Warm Ups And Stretches To Prepare You For The Game

Warm Ups and Stretches to Prepare You For the Game

When most people think of Bowling Games, what comes to mind is usually basic information that's not particularly interesting or beneficial. But there's a lot more to Bowling Games than just the basics.

Every athlete should do warm - ups and stretches before training or performing to prevent strain and other injury to muscles, joints and tendons. When bowling, many parts of the upper body are used and also the knees. If a bowler does not warm up and stretch properly they risk serious injury that could take a long time to put right.

The warm - up process should consist of a light jog or brisk walk around the block, or jogging on the spot to increase the heart rate. Stretches should be first passive and then active. They should encompass neck, shoulders, arms, sides and legs.

Passive stretches are simple. For the neck you need only bring the chin slowly down to the chest until you can feel the tension in the back of your neck. Tip the head slowly back so you can feel the muscles in the front of the neck tense. Do the same side to side ( ear to shoulder ). Slow and careful is the key; never jerk the neck.

For the shoulders, position your hand behind your head and point your elbow up. Hold it with your other hand and pull gently until you feel the stretch. Another shoulder stretch is to bend the elbows and hold the arms horizontally across the front of your body.

Have fun while playing the game you love.......

Now that we've covered those aspects of Bowling Games, let's turn to some of the other factors that need to be considered.

Again, grab your elbow with the other hand and pull towards your chest.

Side stretches are quite simple. Bend carefully to each side from the waist until you feel the stretch. Never force the bend, but proceed gently.

Forearm flexors and extenders can be accomplished by holding the arm horizontally out in front of you.

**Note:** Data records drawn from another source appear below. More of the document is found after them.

PR #508, opened 2020-02-25
Fixes #29045 - HTML tags visible on paused task page

MariaAga:
adds the `react-html-parser` library that "Converts HTML strings directly into React components avoiding the need to use dangerouslySetInnerHTML"
and uses it for the troubleshooting


MariaAga:
Fixed :)

adamruzicka:
Thank you @MariaAga !

PR #510, opened 2020-02-26
Fixes #29180 - Remove unused tar verbose flag in tasks export

netzvieh:
Removes the unused verbose flag from the tar command to compress
exported tasks along with the now unnecessary output redirection to
/dev/null.

### DIFF
--- a/lib/foreman_tasks/tasks/export_tasks.rake
+++ b/lib/foreman_tasks/tasks/export_tasks.rake
@@ -259,7 +259,7 @@ namespace :foreman_tasks do
 
         File.open(File.join(tmp_dir, 'index.html'), 'w') { |file| file.write(PageHelper.pagify(PageHelper.generate_index(tasks))) }
 
-        sh("tar cvzf #{export_filename} #{tmp_dir} > /dev/null")
+        system("tar", "czf", export_filename, tmp_dir)
       end
     elsif format == 'csv'
       CSV.open(export_filename, 'wb') do |csv|


netzvieh:
So do I need to open a redmine issue for this first?

lib/foreman_tasks/tasks/export_tasks.rake
```diff
@@ -259,7 +259,7 @@ namespace :foreman_tasks do
 
         File.open(File.join(tmp_dir, 'index.html'), 'w') { |file| file.write(PageHelper.pagify(PageHelper.generate_index(tasks))) }
 
-        sh("tar cvzf #{export_filename} #{tmp_dir} > /dev/null")
+        sh("tar czf #{export_filename} #{tmp_dir}")
```
adamruzicka: Since we don't need to spawn a shell anymore, could you change this to use [Kernel#system](https://ruby-doc.org/core-2.7.0/Kernel.html#method-i-system) using the `cmdname, arg1, ...` form?

netzvieh: Sure! Done.

lib/foreman_tasks/tasks/export_tasks.rake
```diff
@@ -259,7 +259,7 @@ namespace :foreman_tasks do
 
         File.open(File.join(tmp_dir, 'index.html'), 'w') { |file| file.write(PageHelper.pagify(PageHelper.generate_index(tasks))) }
 
-        sh("tar cvzf #{export_filename} #{tmp_dir} > /dev/null")
+        system("tar", "czf", "#{export_filename}", "#{tmp_dir}")
```
adamruzicka: Now you can drop the string interpolation as it serves no purpose and do `system("tar", "czf", export_filename, tmp_dir)`

netzvieh: Thanks for the suggestion and sorry for the delay. Changed as suggested.

adamruzicka:
Thank you @netzvieh !

PR #512, opened 2020-02-27
Fixes #29203 - Fix an edge case with excessive progress precision

adamruzicka:
Before this patch we took a float in the range from 0 to 1, turned it into a
string with desired precision and then multiplied it with 100 to get the
percentage. However, this didn't really work for all inputs, because of the well
known issues when multiplying floats.

```javascript
> x = 0.004545454545454546
0.004545454545454546

// Old way
> x.toFixed(4) * 100
0.44999999999999996

// New way
> parseFloat((x * 100).toFixed(2))
0.45
```


adamruzicka:
Thank you for review

PR #513, opened 2020-02-27
Fixes #29030 - dynflow console button is no longer disabled

MariaAga:
Now rails sends the `dynflow_enable_console` info to react.
fixes the snapshots for the new prop and also for the header PR

### DIFF
--- a/app/views/foreman_tasks/api/tasks/details.json.rabl
+++ b/app/views/foreman_tasks/api/tasks/details.json.rabl
@@ -16,3 +16,4 @@ node(:locks) do
   end
 end
 node(:username_path) { username_link_task(@task.owner, @task.username) }
+node(:dynflow_enable_console ) { Setting['dynflow_enable_console'] }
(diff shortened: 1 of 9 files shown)


adamruzicka:
When I hover over other disabled buttons (such as resume), the mouse cursor turns into a stop sign, however when hovering over disabled dynflow console, it doesn't change. Is this something easily fixable?

MariaAga:
It didn't have one because the button had `href` instead of `onClick`. Added the right cursor in the css

adamruzicka:
> Fixed! It didn't have one because the button had `href` instead of `onClick`. Added the right cursor in the css.

I'm still seeing the same behavior on both firefox and chrome.

MariaAga:
weird, it worked once and not again.
Looks like its a css prop from bootstrap that I can't really override.

MariaAga:
Yes that is because in Patternfly a Button component with **clickOn** is a `<button>` but with an **href** its an `<a>`.

PR #600, opened 2020-12-20
Fixes #31534 - tasks search button should always reload data

MariaAga:
On the "Monitor" -> "Tasks" page, if the user searches for a word, and then clicks the "search" button a second time to update the results, it does nothing.


adamruzicka (changes requested):
Changing the search now does not update the url so if you do a full refresh you'll lose what you were searching for

adamruzicka (approved):
Works well, ACK

adamruzicka:
Thank you @MariaAga !

PR #601, opened 2021-01-05
Rake task interface scripts

adamruzicka:


adamruzicka:
@ezr-ondrej , @ares : opinions?

ezr-ondrej:
I don't get this, why is this better then the rake itself? it's just one more script to maintain :thinking:
Generally I don't like the odds of this being maintained over time, as I dont like plain shell scripts, but if there is good reason someone might want that, I'm not against.
We are just saying hey we have rake, that is cool cmd tool, but here is another script, because we know the rake is unusable IRL xD

adamruzicka:
This is just me scratching my own itch. What I don't like about the rake task we have:
- getting help is hard. Is it `foreman-rake foreman_tasks:cleanup --help`? `foreman-rake --help foreman_tasks:cleanup`? `foreman-rake help foreman_tasks:cleanup`? No, it is `foreman-rake -D foreman_tasks:cleanup`
- getting help takes ages, especially on production machines with `foreman-rake`, up to the point where looking into the source is faster.
- the env variables are not consistent (is it `STATES` or `TASK_STATES`? `SEARCH` or `TASK_SEARCH`?)
- afaik different shells deal with environment variables differently (although this might be something foreman-rake causes by sudo/su+scl magic). In some shells `TASK_SEARCH=something foreman-rake ...` works, in some the env vars have to come at the end

I've watched people struggle with using tasks cleanup way too many times. The rake task is not really intuitive and is hard to use right. 

> We are just saying hey we have rake, that is cool cmd tool, but here is another script, because we know the rake is unusable IRL

It is more of a "we have rake, which does great things, but we are aware it has really poor interface, so here's another tool, which is just a sane interface to rake task"

While we could address some of the pain points in the rake tasks themselves (and in foreman-rake possibly), it would take much more time and I'm afraid it would never reach the same ease of use.

ezr-ondrej (commented):
I'm basically fine with this, no strong opinion eighter way, if you believe this helps us and want to maintain this, lets get it in. I just don't want to maintain it much, that is my main issue here xD
So are you ready to maintain it if we pronounce it supported?

ezr-ondrej:
@ares care to weigh in? code-wise I'm ok with this, it's just another interface to the same thing and we'll need to maintain both. I've not done enough support to be able to say if it's worth the overhead to have nicer interface for export/cleanup of tasks

adamruzicka:
For the sake of completeness, a long time ago I put together https://github.com/theforeman/foreman_maintain/pull/182 to have this functionality included in foreman-maintain. It didn't gain much traction so some years after that I opened this one, which didn't gain much traction either. If we were to pick one of the two, I'd like to keep this one. It works on all platforms, is faster and is not tied to any specific configuration/installed packages of the machine you run it on. Otoh fm is the de facto go-to tool for all maintenance operations so maybe having it there makes more sense.

ezr-ondrej:
Well I'd be more inclined to have it in FM, as here we would have additional issue of getting in in `$PATH`, so it would require some packaging mojo as without it for most users it would be burried in gem folder, without much use.

adamruzicka:
The changes in f-m add only interface for cleanup, not for export.

upadhyeammit:
@ezr-ondrej the changes in f-m are only for cleanup and not the export, I am inclined to merge this instead. Accordingly should I close the f-m pr?

ezr-ondrej (approved):
I'm not bloking this from getting in, I just don't want to be taking care of it, but @adamruzicka if you want like it more, I can see why (rake tasks are not great) and just hit the button :)

adamruzicka:
Rebased on latest master, adding `html-dir` to supported export formats

adamruzicka:
I'm fine with carrying this, let's get it in

PR #602, opened 2021-01-06
Tweaks to task export

adamruzicka:
HTML export used to be a two pass process. First all the tasks would be exported one by one, then all the tasks would be ordered differently, loaded again and the index would be generated. With this change, the index is being generated as tasks are being exported, removing the need for a second pass.

Also introduces a `html-dir` export format, which is the same as `html`, but produces a directory instead of a `.tar.gz`. If `$TASK_FILE` is set, it is used as a directory for the export. Adding it as a separate output format is a bit unfortunate, but it felt like the most sensible way without introducing a breaking change.

### DIFF
--- a/lib/foreman_tasks/tasks/export_tasks.rake
+++ b/lib/foreman_tasks/tasks/export_tasks.rake
@@ -239,6 +239,40 @@ namespace :foreman_tasks do
       end
     end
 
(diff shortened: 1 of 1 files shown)


ezr-ondrej (approved):
Works smoothly, thanks @adamruzicka !

PR #605, opened 2021-01-19
Fixes #31677 - Emit events when tasks stop 

adamruzicka:
CC @lzap


app/lib/actions/observable_action.rb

Let the hand drop down from the wrist and pull the fingers back towards your body with the other hand. Alternate hands and also alternate hand position from palm up ( extender ) to palm down ( flexor ).

To stretch the quadriceps stand on one foot and, using your hand, pull the other one up behind you as far as it will go. You may need to support yourself by holding onto something so as not to lose your balance.

The forward lung is like taking a giant step forward, keeping both feet flat on the floor and your upper body in an upright position. Place both hands on the forward thigh to support your weight.

Stretches should be done gently and after warm - up. Never hold your breath while doing them. Each one should last for 30 - 60 seconds.

I hope that reading the above information was both enjoyable and educational for you. Your learning process should be ongoing--the more you understand about any subject, the more you will be able to share with others.